**Stored items**

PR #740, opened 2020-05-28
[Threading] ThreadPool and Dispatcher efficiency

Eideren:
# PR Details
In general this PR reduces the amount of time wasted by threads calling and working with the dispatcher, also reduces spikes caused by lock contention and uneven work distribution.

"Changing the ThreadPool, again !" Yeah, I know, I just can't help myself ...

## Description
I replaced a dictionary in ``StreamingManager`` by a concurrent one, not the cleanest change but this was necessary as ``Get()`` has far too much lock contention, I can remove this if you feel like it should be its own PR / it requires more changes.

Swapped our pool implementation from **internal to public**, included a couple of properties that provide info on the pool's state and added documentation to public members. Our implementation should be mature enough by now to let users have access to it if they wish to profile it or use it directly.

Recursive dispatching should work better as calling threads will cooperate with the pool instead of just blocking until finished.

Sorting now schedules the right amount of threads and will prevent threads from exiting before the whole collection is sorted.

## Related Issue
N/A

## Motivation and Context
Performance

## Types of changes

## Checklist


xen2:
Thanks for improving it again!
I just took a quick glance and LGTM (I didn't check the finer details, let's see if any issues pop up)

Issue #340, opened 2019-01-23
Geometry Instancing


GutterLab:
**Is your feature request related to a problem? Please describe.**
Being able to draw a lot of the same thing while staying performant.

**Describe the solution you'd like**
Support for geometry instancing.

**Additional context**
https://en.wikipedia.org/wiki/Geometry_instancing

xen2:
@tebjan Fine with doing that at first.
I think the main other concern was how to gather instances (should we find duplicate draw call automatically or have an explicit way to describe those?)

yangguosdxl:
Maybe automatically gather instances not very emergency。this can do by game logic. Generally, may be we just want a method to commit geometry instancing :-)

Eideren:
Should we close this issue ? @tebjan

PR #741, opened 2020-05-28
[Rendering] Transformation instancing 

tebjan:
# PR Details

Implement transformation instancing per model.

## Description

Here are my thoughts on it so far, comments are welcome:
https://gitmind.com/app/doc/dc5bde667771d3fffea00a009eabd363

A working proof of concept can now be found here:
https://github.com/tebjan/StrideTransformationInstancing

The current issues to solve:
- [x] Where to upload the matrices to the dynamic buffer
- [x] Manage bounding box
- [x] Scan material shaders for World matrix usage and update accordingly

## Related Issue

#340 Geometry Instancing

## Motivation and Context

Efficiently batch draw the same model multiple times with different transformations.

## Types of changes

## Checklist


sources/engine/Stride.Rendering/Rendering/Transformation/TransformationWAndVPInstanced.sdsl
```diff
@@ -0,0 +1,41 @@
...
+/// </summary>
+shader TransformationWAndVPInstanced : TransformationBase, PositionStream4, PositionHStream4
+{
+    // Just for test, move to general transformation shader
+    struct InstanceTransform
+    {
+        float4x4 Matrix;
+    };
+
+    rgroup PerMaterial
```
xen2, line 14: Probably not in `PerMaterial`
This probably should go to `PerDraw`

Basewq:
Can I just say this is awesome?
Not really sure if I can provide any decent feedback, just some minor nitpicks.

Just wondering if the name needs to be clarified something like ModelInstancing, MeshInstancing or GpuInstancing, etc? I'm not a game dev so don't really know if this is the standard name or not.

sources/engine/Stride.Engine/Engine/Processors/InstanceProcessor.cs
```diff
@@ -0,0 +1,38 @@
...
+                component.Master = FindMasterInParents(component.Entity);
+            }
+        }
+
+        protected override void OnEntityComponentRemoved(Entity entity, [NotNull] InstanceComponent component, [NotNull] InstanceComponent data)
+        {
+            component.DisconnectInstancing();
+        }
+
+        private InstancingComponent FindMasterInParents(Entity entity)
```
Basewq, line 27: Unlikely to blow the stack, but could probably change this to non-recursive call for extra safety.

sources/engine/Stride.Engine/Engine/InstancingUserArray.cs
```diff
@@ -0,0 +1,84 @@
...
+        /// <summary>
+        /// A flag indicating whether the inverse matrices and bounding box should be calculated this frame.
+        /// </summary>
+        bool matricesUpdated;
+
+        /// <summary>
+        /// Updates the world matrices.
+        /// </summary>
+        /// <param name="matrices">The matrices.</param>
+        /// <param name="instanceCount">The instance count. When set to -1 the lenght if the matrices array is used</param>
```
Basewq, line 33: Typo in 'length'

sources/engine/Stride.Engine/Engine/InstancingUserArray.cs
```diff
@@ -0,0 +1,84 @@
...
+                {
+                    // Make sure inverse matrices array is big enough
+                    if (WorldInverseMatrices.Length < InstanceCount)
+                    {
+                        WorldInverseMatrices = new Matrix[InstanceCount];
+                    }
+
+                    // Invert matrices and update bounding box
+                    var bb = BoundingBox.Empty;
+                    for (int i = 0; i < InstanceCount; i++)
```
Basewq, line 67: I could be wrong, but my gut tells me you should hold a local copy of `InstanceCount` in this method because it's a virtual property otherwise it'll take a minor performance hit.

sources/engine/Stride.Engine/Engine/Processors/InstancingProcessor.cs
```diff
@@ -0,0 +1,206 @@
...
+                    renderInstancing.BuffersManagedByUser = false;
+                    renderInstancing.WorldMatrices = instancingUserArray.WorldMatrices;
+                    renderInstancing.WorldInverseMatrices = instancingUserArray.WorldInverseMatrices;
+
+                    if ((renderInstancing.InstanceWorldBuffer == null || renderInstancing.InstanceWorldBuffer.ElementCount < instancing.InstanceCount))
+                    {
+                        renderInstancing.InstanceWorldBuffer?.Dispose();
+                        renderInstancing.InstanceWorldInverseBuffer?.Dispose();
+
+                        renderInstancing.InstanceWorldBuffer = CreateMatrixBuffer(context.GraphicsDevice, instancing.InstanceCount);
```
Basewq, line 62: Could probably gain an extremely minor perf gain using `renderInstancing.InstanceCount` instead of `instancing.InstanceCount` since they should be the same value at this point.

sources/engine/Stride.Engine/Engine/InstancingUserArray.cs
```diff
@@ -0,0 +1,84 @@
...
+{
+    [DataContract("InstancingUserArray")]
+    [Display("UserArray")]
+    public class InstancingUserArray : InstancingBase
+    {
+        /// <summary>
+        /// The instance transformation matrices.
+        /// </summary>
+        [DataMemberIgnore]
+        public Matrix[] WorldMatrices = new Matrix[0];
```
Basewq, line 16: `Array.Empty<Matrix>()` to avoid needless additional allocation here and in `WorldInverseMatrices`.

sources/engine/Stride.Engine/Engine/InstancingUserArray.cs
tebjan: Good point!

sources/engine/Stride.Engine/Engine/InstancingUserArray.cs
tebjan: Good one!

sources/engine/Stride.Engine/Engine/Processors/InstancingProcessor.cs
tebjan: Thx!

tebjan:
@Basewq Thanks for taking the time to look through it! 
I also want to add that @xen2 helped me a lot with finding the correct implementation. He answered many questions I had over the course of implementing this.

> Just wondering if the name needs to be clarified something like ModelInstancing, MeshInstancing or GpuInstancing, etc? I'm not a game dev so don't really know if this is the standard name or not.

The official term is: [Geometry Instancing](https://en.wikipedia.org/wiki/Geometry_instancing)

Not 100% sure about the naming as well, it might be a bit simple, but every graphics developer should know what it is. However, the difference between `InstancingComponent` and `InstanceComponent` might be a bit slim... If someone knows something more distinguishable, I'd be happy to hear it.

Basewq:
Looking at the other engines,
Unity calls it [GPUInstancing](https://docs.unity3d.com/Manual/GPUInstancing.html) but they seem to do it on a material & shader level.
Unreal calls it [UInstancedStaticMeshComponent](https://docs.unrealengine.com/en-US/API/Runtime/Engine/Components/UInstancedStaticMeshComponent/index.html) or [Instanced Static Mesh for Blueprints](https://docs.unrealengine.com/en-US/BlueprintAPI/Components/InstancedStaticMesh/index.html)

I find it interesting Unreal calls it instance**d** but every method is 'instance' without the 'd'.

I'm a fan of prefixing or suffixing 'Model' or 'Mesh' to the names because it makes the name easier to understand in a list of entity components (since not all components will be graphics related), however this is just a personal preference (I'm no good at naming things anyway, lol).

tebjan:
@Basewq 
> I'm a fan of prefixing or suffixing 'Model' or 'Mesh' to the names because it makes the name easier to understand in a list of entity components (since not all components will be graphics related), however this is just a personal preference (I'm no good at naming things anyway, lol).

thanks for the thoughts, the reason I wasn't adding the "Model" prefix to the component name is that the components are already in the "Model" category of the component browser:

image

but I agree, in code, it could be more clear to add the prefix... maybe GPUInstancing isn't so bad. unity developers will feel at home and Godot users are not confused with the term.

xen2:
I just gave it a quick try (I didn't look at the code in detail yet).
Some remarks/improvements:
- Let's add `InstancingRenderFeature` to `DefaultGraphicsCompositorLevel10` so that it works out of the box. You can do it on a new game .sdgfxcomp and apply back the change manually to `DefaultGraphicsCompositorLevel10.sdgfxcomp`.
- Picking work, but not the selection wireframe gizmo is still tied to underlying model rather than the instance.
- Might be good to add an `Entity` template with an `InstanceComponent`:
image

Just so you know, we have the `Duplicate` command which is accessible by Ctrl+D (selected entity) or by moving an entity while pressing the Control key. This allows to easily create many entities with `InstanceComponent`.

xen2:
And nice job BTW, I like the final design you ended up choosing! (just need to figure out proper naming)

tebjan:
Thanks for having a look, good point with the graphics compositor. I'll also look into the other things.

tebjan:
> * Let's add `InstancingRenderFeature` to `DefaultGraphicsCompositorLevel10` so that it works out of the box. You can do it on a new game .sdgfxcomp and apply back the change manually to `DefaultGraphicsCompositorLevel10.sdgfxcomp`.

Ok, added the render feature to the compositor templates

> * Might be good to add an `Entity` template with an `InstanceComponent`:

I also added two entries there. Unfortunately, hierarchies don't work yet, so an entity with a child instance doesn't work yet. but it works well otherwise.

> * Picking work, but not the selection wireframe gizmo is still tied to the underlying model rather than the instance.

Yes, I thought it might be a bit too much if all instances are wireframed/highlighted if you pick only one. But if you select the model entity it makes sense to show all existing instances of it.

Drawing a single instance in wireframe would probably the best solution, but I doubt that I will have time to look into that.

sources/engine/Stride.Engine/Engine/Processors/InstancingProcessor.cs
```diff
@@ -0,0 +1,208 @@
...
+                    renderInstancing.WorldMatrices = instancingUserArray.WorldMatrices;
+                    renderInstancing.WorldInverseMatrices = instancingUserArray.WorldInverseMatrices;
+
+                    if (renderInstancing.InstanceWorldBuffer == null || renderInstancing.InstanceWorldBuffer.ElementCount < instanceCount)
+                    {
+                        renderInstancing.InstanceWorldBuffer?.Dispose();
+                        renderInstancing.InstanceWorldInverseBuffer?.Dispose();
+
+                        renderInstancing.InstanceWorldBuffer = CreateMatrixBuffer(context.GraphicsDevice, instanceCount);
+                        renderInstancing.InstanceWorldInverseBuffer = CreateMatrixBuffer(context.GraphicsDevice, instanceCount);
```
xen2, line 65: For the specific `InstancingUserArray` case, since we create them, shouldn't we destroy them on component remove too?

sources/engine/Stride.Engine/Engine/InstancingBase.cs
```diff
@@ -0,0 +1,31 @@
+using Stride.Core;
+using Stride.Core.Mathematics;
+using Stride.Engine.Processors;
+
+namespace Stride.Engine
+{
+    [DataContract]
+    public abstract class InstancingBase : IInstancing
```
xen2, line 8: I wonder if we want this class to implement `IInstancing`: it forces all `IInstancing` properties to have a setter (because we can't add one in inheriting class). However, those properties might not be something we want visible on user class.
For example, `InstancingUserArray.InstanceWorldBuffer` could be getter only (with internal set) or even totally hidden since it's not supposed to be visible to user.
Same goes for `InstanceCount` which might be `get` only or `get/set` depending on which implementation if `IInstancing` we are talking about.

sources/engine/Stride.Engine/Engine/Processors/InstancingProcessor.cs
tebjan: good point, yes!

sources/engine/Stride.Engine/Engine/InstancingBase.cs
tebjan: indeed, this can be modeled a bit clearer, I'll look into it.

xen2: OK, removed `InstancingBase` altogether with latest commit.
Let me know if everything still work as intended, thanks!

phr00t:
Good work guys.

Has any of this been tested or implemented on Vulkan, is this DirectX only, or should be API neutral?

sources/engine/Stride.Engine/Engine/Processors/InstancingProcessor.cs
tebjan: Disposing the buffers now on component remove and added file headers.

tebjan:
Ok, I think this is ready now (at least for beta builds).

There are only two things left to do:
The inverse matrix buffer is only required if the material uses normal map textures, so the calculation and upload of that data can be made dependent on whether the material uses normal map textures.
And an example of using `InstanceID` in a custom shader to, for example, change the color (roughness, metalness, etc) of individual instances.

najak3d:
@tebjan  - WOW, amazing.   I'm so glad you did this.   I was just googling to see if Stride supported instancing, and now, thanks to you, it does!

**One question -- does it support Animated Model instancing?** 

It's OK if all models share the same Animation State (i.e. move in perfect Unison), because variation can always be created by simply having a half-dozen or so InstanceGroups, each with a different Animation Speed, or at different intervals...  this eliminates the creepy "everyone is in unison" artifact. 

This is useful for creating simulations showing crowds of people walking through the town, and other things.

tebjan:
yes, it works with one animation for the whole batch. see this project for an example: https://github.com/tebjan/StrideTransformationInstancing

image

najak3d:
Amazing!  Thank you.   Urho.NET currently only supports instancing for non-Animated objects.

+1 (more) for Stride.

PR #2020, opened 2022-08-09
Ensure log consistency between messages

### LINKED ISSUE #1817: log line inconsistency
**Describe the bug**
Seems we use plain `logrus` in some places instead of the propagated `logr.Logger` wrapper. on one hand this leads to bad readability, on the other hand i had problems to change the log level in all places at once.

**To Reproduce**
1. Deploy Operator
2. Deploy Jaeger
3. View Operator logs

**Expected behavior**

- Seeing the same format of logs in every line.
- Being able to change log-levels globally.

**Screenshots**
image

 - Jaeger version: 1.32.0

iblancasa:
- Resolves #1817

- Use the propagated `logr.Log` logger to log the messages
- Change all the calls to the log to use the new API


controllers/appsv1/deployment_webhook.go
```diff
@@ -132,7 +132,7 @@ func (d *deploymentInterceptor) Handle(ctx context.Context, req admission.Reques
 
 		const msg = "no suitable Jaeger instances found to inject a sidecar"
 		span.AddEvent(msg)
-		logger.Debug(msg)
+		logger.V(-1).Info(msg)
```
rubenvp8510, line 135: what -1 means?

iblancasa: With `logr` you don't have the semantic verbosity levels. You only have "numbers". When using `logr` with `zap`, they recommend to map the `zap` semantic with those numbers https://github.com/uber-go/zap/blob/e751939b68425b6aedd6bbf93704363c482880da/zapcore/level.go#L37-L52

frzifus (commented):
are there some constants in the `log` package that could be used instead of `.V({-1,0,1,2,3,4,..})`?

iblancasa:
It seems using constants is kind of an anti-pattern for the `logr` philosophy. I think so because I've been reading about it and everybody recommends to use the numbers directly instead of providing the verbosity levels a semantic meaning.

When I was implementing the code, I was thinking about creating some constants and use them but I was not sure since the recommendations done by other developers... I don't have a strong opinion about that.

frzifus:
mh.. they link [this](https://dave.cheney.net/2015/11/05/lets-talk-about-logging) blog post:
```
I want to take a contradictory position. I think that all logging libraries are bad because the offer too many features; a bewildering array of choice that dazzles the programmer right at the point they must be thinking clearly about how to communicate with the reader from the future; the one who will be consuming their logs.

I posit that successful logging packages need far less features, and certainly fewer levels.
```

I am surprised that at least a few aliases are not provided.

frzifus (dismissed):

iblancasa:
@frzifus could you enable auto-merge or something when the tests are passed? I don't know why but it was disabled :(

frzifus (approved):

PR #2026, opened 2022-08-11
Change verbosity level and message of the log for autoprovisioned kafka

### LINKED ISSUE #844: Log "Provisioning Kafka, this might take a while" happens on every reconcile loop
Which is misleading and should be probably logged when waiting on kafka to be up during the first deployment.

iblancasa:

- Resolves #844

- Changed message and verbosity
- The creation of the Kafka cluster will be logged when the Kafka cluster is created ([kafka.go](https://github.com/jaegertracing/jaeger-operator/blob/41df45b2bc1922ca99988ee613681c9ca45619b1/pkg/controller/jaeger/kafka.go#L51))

**WHAT YOU ARE ASKED TO DO**
Only those lines of the entries above that run from the line containing "visible to user." to the line containing "tebjan: indeed, this", both included, should be transcribed exactly.

**REPLY**
For example, `InstancingUserArray.InstanceWorldBuffer` could be getter only (with internal set) or even totally hidden since it's not supposed to be visible to user.
Same goes for `InstanceCount` which might be `get` only or `get/set` depending on which implementation if `IInstancing` we are talking about.

sources/engine/Stride.Engine/Engine/Processors/InstancingProcessor.cs
tebjan: good point, yes!

sources/engine/Stride.Engine/Engine/InstancingBase.cs
tebjan: indeed, this can be modeled a bit clearer, I'll look into it.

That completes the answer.